◆ **TO DO**: After locating "releaser instance per" in the listing below, copy that line and each one after it exactly, ending with the line that has "a collection of".

◆ **MATERIAL FOR THIS EXERCISE**:
PR #176, opened 2017-10-03
nether portals exist! after a fashion

WilliamHarmonMS:


WilliamHarmonMS:
@Hamms @joshlory Alright, fixed the unit test failure. Just a conflict resolution goof. This should be good to go.

src/js/game/LevelMVC/AssetLoader.js
```diff
@@ -105,6 +105,11 @@ module.exports = class AssetLoader {
         pngPath: `${this.assetRoot}images/Leaves_Spruce_Snowy_Decay.png`,
         jsonPath: `${this.assetRoot}images/Leaves_Spruce_Snowy_Decay.json`
       },
+      Nether_Portal: {
+        type: 'atlasJSON',
+        pngPath: `${this.assetRoot}images/Nether_Portal.png`,
+        jsonPath: `${this.assetRoot}images/Nether_Portal.json`
```
joshlory: Hmm, why are we adding the sprites to `Blocks.png` and also adding a `Nether_Portal.png`?

WilliamHarmonMS: Ah, missed that when taking out Nether_Portal.png

The phaser.sprite.animation frame stuff was much more ready to just pull from blocks.png (like it does for lava and water) than it was for adding a new file destination, for whatever reason. That can be taken out 👍

WilliamHarmonMS:
@joshlory PTAL good catch. I think this should be good now?

joshlory:
How is the portal defined in the level definition?

WilliamHarmonMS:
@joshlory The Nether_Portal is a bit goofy because it relies on specifically placing other blocks in other planes.

as the only block/structure that exists as a single entity that takes up multiple indices on the walk-able plane, the structure is as follows:

4 obsidian blocks to be placed on the groundPlane as the portals base (as this is not included in the animated sprite:
[obsidian][obsidian][obsidian][obsidian]
2 obsidian blocks to be placed on the actionPlane to serve as the sides of the portal to bother provide collision and so that shadows draw appropriately:
[obsidian][][][obsidian]
1 'Nether_Portal' block in the decoration layer in the same index as the left most actionPlane obsidian / groundPlane obsidian
[Nether_Portal][][][]

This is a super specific structure to level... 11 and users will never be able to destroy or create them. So long as the designers set it up right it should look A+

PR #182, opened 2017-10-03
adding audio assets for pressure plates, pistons, and the portal

WilliamHarmonMS:
@Hamms @joshlory PTAL

Just some audio assets from Minecraft for the pressure plate / pistons / nether portal


joshlory:
I think we'll want the mp3 version of these sounds as well — see https://github.com/code-dot-org/craft/commit/01dcd789853a694c6c4a07254eeb1961505dfa2a for a simple script to convert them.  Thank you!

WilliamHarmonMS:
@joshlory Per latest commit, new audio assets with advanced mp3 tech 👽

PR #193, opened 2017-10-04
URGENT FIX: crash on refreshActionPlane + diamondMiniblock

WilliamHarmonMS:
This is causing crashes when players try and get diamond blocks.

### DIFF
--- a/src/js/game/LevelMVC/LevelView.js
+++ b/src/js/game/LevelMVC/LevelView.js
@@ -1420,7 +1420,7 @@ module.exports = class LevelView {
           return;
         }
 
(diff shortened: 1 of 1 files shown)


src/js/game/LevelMVC/LevelView.js
```diff
@@ -1420,6 +1420,10 @@ module.exports = class LevelView {
           return;
         }
 
+        if (newBlock && newBlock.blockType === "diamondMiniblock") {
```
Hamms: this should instead be `if (newBlock && newBlock.getIsMiniblock())`

joshlory:
Test coverage?

PR #196, opened 2017-10-04
Add some tweaks to diamond progression path

Hamms:
We have slightly different requirements for Diamond miniblocks than we do for the standard miniblocks dropped when destroying other blocks. Namely, we want the collectible range to be quite a bit smaller, so you have to actually land on the diamond's square to collect it, and we also want the randomized drop location to be a bit less variable, so it's guaranteed to always be visually obvious which square the diamond is actually on.

This PR represents one such approach to implementing those requirements. Another way to do it would be to override miniblock behavior for all of agent, so that the miniblocks defined at level-creation time behave exactly the same as standard miniblocks. This would have the advantage of a more consistent user experience, but I think that having these diamonds be _inconsistent_ is actually kind of desirable. I'm definitely open to thoughts on that.


Hamms:
It's ready!

Hamms:
Will fix https://github.com/code-dot-org/craft/pull/196

PR #197, opened 2017-10-04
fixed a problem where pressure plates would be reset if the agent and…

WilliamHarmonMS:
… player shared an index

Resolves https://github.com/code-dot-org/craft/issues/206.

### DIFF
--- a/src/js/game/Entities/Agent.js
+++ b/src/js/game/Entities/Agent.js
@@ -213,4 +213,9 @@ module.exports = class Agent extends BaseEntity {
         // there is no entity
         && (frontEntity === undefined);
   }
+
+  canTriggerPressurePlates() {
+    return true;
+  }
+
 };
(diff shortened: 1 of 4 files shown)


WilliamHarmonMS:
Well we don't want -any- entity to trigger a pressure plate. Only the player or Agent. If the player is moving off a pressure plate the only thing he needs to be concerned with is if the Agent is still there? I mean you're right it's not referencing the plate exactly, but that is the only case that should leave the pressure plate triggered after moving off it.

Though we could still say "getblockat(position) === pressure plate && agent.position === position"

or something like that?

Hamms:
Let's then add an Entity method `canTriggerPressurePlate`, and check for entities that fulfill that requirement

WilliamHarmonMS:
@Hamms PTAL 👍

joshlory:
Test coverage?

WilliamHarmonMS:
Given that this was approved, I'm going to merge it through and will make another PR for some unit tests 👍 

Just want to make sure it's included for tomorrows tests if possible

PR #201, opened 2017-10-04
agent can now move through Steve

WilliamHarmonMS:
Agent needs to not be blocked by steve, just like steve isn't blocked by the agent.

Resolves https://github.com/code-dot-org/craft/issues/205.

### DIFF
--- a/src/js/game/Entities/Agent.js
+++ b/src/js/game/Entities/Agent.js
@@ -206,15 +206,7 @@ module.exports = class Agent extends BaseEntity {
     }
   }
 
-  hasPermissionToWalk(actionBlock, frontEntity) {
-        return (actionBlock.isWalkable || ((frontEntity !== undefined && frontEntity.isOnBlock)
-        // action plane is empty
-        && !actionBlock.isEmpty))
-        // there is no entity
-        && (frontEntity === undefined || this.entityIsPlayer(frontEntity));
-  }
-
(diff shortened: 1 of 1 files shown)


WilliamHarmonMS:
Well, canMoveThrough() for Agent is always true. But that's not the case for all entities. Cows and sheeps and stuff would not move through the Agent. In minecraft they move around the Agent (though they don't prevent the Agent from moving, he would likely just "bump" them out of the way, which is something that we could do at some point but not something I'm super worried about). The only thing that can actively move through the Agent with no repercussions is the player.

like wise, the Agent moving through the player is without repercussion, but as I said he bumps other entities aside a bit (he moves through regardless, but they make a token effort to get out of the way).

I'm a bit wary about using "targetEntity.canMoveThrough() || this.canMoveThrough()" as a part of the check because of how systemic that permission would be.

Hamms:
Ahh, that makes sense; I didn't realize that the agents move through property was unique to the player. This means that we'll likely need to update the existing move through logic, since right now I think anything will be able to move through it.

This LGTM for now

joshlory:
Until non-player entities have logic to move around the Agent, should we let them move through the Agent?  What is the downside?

WilliamHarmonMS:
>"Until non-player entities have logic to move around the Agent"

Do the other entities not do A*? I swear I saw an A* logic somewhere.

PR #207, opened 2017-10-04
fixed a piston arm retraction bug in very niche cases, but was causin…

WilliamHarmonMS:
…g problems on level 10


WilliamHarmonMS:
@Hamms PTAL

PR #785, opened 2021-02-19
refactor(manifest): code layout, file format

joeldodge79:
The Manifest class uses a manifest.json file to track version info for
one or more packages* in a repo. The structure is an object of this
shape:

`{"<packagePath>": "<version>"}`

The manifest file must exist at least at the tip of the `defaultBranch`
even if it is empty at first. The Manifest class will attempt to find
the last merged Release PR and use the package versions set in the
manifest at that time as the current versions. Failing to find a package
version it will read the manifest at the tip of the `defaultBranch` to
see if a version has been added. "packagePath" additions are the only
change considered (changed or deleted packagePath entries are ignored).
If a version still cannot be determined then the Manifest falls back to
the individual ReleasePR instance's `defaultInitialVersion()`.

Configuration for the Manifest class is split. It needs the basic
options required to create a GitHub instance but then reads a
config.json file from the tip of the `defaultBranch` in the repository
to know what packagePaths it manages and what their specific ReleasePR
instance configuration should be. To start, only a subset of the current
ReleasePR options are supported. Also, top level ReleasePR options can
be set which will be the default values used by any configured packages.

An absurd configuration to demonstrate functionality:
```
{
  // optional package default overrides
  "release-type": "python", // default "node"
  "bump-minor-pre-major": true, // default false

  // default is conventional-changelog-conventionalcommits default
  // preset
  "changelog-sections": [
    {
      type: 'feat',
      section: 'Fancy Features Section'
    }
  ]

  // packages inheret above config but can override
  packages: {
    // path/to/package
    "py/foo": {
      // required for releasers that don't implement src lookup
      "package-name": "foopy",
      "bump-minor-pre-major": false
    },
    "node/pkg1": {
      "release-type": "node",
      "changelog-sections": [
        {
          type: 'feat',
          section: 'Node Features Section'
        },
        {
          type: 'fix',
          section: 'Node Bugs Section'
        }
      ]
    }
  }

}
```

This PR is just a skeleton to consider code layout and the
manifest/config design. The implementation to follow is:

- `pullRequest` - Get all the commits since last release and parcel
them out per package. Pass them along with current version info to a
releaser instance per package and get back the updates needed for a PR.
Update the manifest with new versions and open a PR.

- `githubRelease`: pass the single commit that is the last merged
Release PR into CommitSplit to determine which packages were updated.
Create a Release/Tag for each of these

- connect to factory/cli and profit

\* In the release-please domain a package is a collection of
configuration options ("release-type", "package-name", "path") - the
unique/natural key is "path" which identifies a directory under the
repository root where relevant package metadata files live. All the
source code for this package must also have this path as an ancestor.

### DIFF
--- a/src/manifest.ts
+++ b/src/manifest.ts
@@ -1,0 +1,176 @@
+// Copyright 2021 Google LLC
+//
+// Licensed under the Apache License, Version 2.0 (the "License");
+// you may not use this file except in compliance with the License.
+// You may obtain a copy of the License at
+//
+//      http://www.apache.org/licenses/LICENSE-2.0
+//
+// Unless required by applicable law or agreed to in writing, software
+// distributed under the License is distributed on an "AS IS" BASIS,
+// WITHOUT WARRANTIES OR CONDITIONS OF ANY KIND, either express or implied.
+// See the License for the specific language governing permissions and
+// limitations under the License.
+
+import {GitHub, GitHubFileContents} from './github';
+import {ReleaseType} from './releasers';
+import {RELEASE_PLEASE_CONFIG, RELEASE_PLEASE_MANIFEST} from './constants';
+import {ManifestConstructorOptions} from '.';
+import {ChangelogSection} from './conventional-commits';
+import {CheckpointType, checkpoint, Checkpoint} from './util/checkpoint';
+import {GitHubReleaseResponse} from './github-release';
+
+interface ReleaserConfig {
+  'release-type'?: ReleaseType;
+  'bump-minor-pre-major'?: boolean;
+  'changelog-sections'?: ChangelogSection[];
+}
+
+interface ReleaserPackageConfig extends ReleaserConfig {
+  'package-name'?: string;
+}
+
+export interface ManifestConfig extends ReleaserConfig {
+  packages: Record<string, ReleaserPackageConfig>;
+}
+
+export class Manifest {
+  gh: GitHub;
+  configFileName: string;
+  manifestFileName: string;
+  checkpoint: Checkpoint;
+  configFile?: GitHubFileContents;
+  headManifest?: GitHubFileContents;
+
+  constructor(options: ManifestConstructorOptions) {
+    this.gh = options.github;
+    this.configFileName = options.configFile || RELEASE_PLEASE_CONFIG;
+    this.manifestFileName = options.manifestFile || RELEASE_PLEASE_MANIFEST;
+    this.checkpoint = options.checkpoint || checkpoint;
+  }
+
+  protected async getFile(
+    fileName: string,
+    sha?: string
+  ): Promise<GitHubFileContents> {
+    let data;
+    try {
+      if (sha) {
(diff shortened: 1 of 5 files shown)


src/manifest.ts
```diff
@@ -0,0 +1,176 @@
...
+  constructor(options: ManifestConstructorOptions) {
+    this.gh = options.github;
+    this.configFileName = options.configFile || RELEASE_PLEASE_CONFIG;
+    this.manifestFileName = options.manifestFile || RELEASE_PLEASE_MANIFEST;
+    this.checkpoint = options.checkpoint || checkpoint;
+  }
+
+  protected async getFile(
+    fileName: string,
+    sha?: string
```
joeldodge79, line 54: This `sha?` parameter and treatment really belong to the next PR but I didn't want to do too much git surgery so I left it in here.

joeldodge79 (commented):
@bcoe I wanted to get a smaller PR out first to handle discussions around config/manifest design and code layout (e.g. `src/manifest.ts` vs something else?)

I already have the `pullRequest` piece implemented [here](https://github.com/googleapis/release-please/compare/master...joeldodge79:aggregate-2-pullRequest) and I'm starting on the `githubRelease` part today

test/manifest.ts
```diff
@@ -0,0 +1,183 @@
...
+import {GitHub} from '../src/github';
+import {stubFilesFromFixtures} from './releasers/utils';
+import {expect} from 'chai';
+import {CheckpointType} from '../src/util/checkpoint';
+
+const fixturePath = './test/fixtures/manifest/repo';
+const defaultBranch = 'main';
+const sandbox = sinon.createSandbox();
+
+describe('Manifest', () => {
```
bcoe, line 28: For another TypeScript project I've been working on, my colleague @SurferJeffAtGoogle defined a schema using JSONSchema for our config format:

https://github.com/googleapis/repo-automation-bots/blob/master/packages/owl-bot/src/owl-bot-yaml-schema.json

and then used [ajv](https://www.npmjs.com/package/ajv) to perform validation. I thought this was a neat approach we might consider, since our manifest/config format is relatively complex.

src/manifest.ts
```diff
@@ -0,0 +1,176 @@
...
+        response = {valid: true, obj: obj};
+      }
+    } catch (e) {
+      this.checkpoint(`Invalid JSON in ${fileName}`, CheckpointType.Failure);
+    }
+    return response;
+  }
+
+  protected async validate(): Promise<boolean> {
+    const configValidation = await this.validateJsonFile<ManifestConfig>(
```
bcoe, line 111: you might be able to replace some of this validation logic with ajv, if we went that route.

bcoe (changes requested):
In general this is looking great to me 😄

bcoe:
Here's where we actually apply the schema:

https://github.com/googleapis/repo-automation-bots/blob/master/packages/owl-bot/src/config-files.ts#L68

bcoe (approved):

PR #786, opened 2021-02-20
refactor: snapshot cleanup and ordering

joeldodge79:
- Order snapshots for easier future diff comparisons per
  https://github.com/bahmutov/snap-shot-it#sorted-snapshots
- use `stringifyExpectedChanges` everywhere
- DRY out some `suggester.createPullrequest` stubbing


joeldodge79:
one more round of suggester.createPullRequest DRY out to do, will re-open

PR #787, opened 2021-02-21
refactor: snapshot cleanup and ordering

joeldodge79:
- Order snapshots for easier future diff comparisons per
  https://github.com/bahmutov/snap-shot-it#sorted-snapshots
- DRY out `suggester.createPullrequest` stubbing so that we have
  consistently formed PR snapshots for changes and metadata.


joeldodge79 (commented):
It looks like a lot is going on in this PR but not really. The main things to check are:

1. All changes happened to test code (except the single char release-pr.ts trailing whitespace fix)
2. The test code changes that happened didn't alter the code paths under test - they just centralize the "snapshot the PR changes" logic

I left inline comments on the `helm` releaser test to illustrate the pattern.

The massive __snapshots__ changes fall into these categories:
- One time alphabetical re-ordering changes for future easier diff reading
- file line length explosion: some tests had taken to snapshotting `JSON.stringify(expectedChanges)` which resulted in each changed file's contents appearing only on a single line, even if it's really up to 700+ lines long (e.g. pom.xml). While github can sometimes do a decent job of highlighting in extra bold the actual character changes on a single line, I think future diff comparison will be much easier when these files'  contents each have their own line.
- additions: I added snapshotting the `suggester.createPullRequest()`'s `options` argument so these now show up for every test as well.

bcoe (approved):

PR #800, opened 2021-02-24
refactor(manifest): pullRequest implementation

joeldodge79:


src/manifest.ts
```diff
@@ -144,12 +249,109 @@ export class Manifest {
...
+
   async pullRequest(): Promise<number | undefined> {
     const valid = await this.validate();
     if (!valid) {
       return;
     }
-    return 1;
+
+    const branchName = (await this.getBranchName()).toString();
+    const lastMergedPR = await this.gh.lastMergedPRByHeadBranch(branchName);
```
bcoe, line 322: what would happen if we accidentally missed on merge, one of our submodules wouldn't get released until another commit touched it?

src/github.ts
```diff
@@ -466,6 +497,77 @@ export class GitHub {
...
+   *
+   * @param {string} headBranch - e.g. "release-please/branches/main"
+   * @returns {MergedGitHubPRWithFiles} - if found, otherwise undefined.
+   */
+  async lastMergedPRByHeadBranch(
+    headBranch: string
+  ): Promise<MergedGitHubPRWithFiles | undefined> {
+    const baseBranch = await this.getDefaultBranch();
+    const response: Repository<PullRequests> = await this.graphqlRequest({
+      query: `query lastMergedPRByHeadBranch($owner: String!, $repo: String!, $baseBranch: String!, $headBranch: String!) {
```
bcoe, line 512: I wish we weren't continuing to collect new GraphQL calls, but this looks solid to me.

bcoe (approved):
This is looking really solid to me. If I'm understanding correctly, you've built out the Manifest logic, but it's not wired up anywhere yet. Will the Manifest class be used in a new releaser you introduce?

One thing that jumps out at me, once we have the manifest approach fully supported, I'd love to see if we can move @chingor13's LTS work towards this -- and potentially delete some logic.

src/manifest.ts
```diff
@@ -28,12 +39,33 @@ interface ReleaserConfig {
...
   packages: Record<string, ReleaserPackageConfig>;
 }
 
+interface Package {
+  path: string;
+  releaseType: ReleaseType;
+  packageName?: string;
+  bumpMinorPreMajor?: boolean;
+  changelogSections?: ChangelogSection[];
+  changelogPath?: string;
```
chingor13, line 55: Are these fields included in the manifest? I still feel the releaser configuration should not go into the manifest. IMO, the manifest should include the package name, last release version, and last release SHA.

The GitHub app config, CLI script, or GitHub action should have the releaser configuration and doesn't need to be duplicated in the manifest.

chingor13 (changes requested):
Can you add the manifest format to this PR description?

src/github.ts
joeldodge79: I could have gone this route in the manifest using existing GitHub functionality:
```typescript
const defaultBranch = await this.gh.getDefaultBranch();
const branchName = (await this.getBranchName()).toString()
const filter: MergedPullRequestFilter = (pr: MergedGitHubPR) => {
  return pr.baseRefName === defaultBranch && pr.headRefName === branchName;
}
const pr = this.gh.findMergedPullRequest(targetBranch, filter) // pages through `findMergedPullRequests()` results
const prWithFiles = this.gh.pullRequestFiles(pr.number);  // in a while loop to make sure we get all the files
```

but it seemed a little clunky when:
1/ given a stable branch name we can filter down to exactly the PR we want in the API call rather than in memory
2/ get everything in one* API call as opposed to a REST call and then a GraphQL call (*well, more than one if there are more than 100 files associated with the PR but that's true either way)

we should definitely take stock at some point of all the ways release-please needs to query the GitHub API to see if we can consolidate.

src/manifest.ts
joeldodge79: 100% agree with you. These fields are not in the manifest (see [this PR's description for details](https://github.com/googleapis/release-please/pull/785#issue-576524915) - the manifest file format is easy to miss because it's only a single line near the top of the description).

`Package` here is an internal interface representing the parsing that happens on the releaser config - a dumbed down version of what yargs does for our cli flags.

src/manifest.ts
joeldodge79: is your question

1. "what would happen if `lastMergedPR` here is `undefined`?" - in this case the releaser falls back to getting version info from `.release-please-manifest.json` at HEAD if it exists and if it doesn't then it falls back to each package releaser's `defaultInitialVersion` method. See [this test](https://github.com/googleapis/release-please/pull/800/files#diff-1c245f2069be81e5dae96c50d3f5bac65a1c14be82e61e7d49f9ac89587f3af6R506)
2. what if a submodule has no user facing commits since the last merged PR? in that case it doesn't show up at all in the release PR - only packages with user facing changes have updates in the PR. See [this test](https://github.com/googleapis/release-please/pull/800/files#diff-1c245f2069be81e5dae96c50d3f5bac65a1c14be82e61e7d49f9ac89587f3af6R386)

◆ **EXERCISE RESULT**:
releaser instance per package and get back the updates needed for a PR.
Update the manifest with new versions and open a PR.

- `githubRelease`: pass the single commit that is the last merged
Release PR into CommitSplit to determine which packages were updated.
Create a Release/Tag for each of these

- connect to factory/cli and profit

\* In the release-please domain a package is a collection of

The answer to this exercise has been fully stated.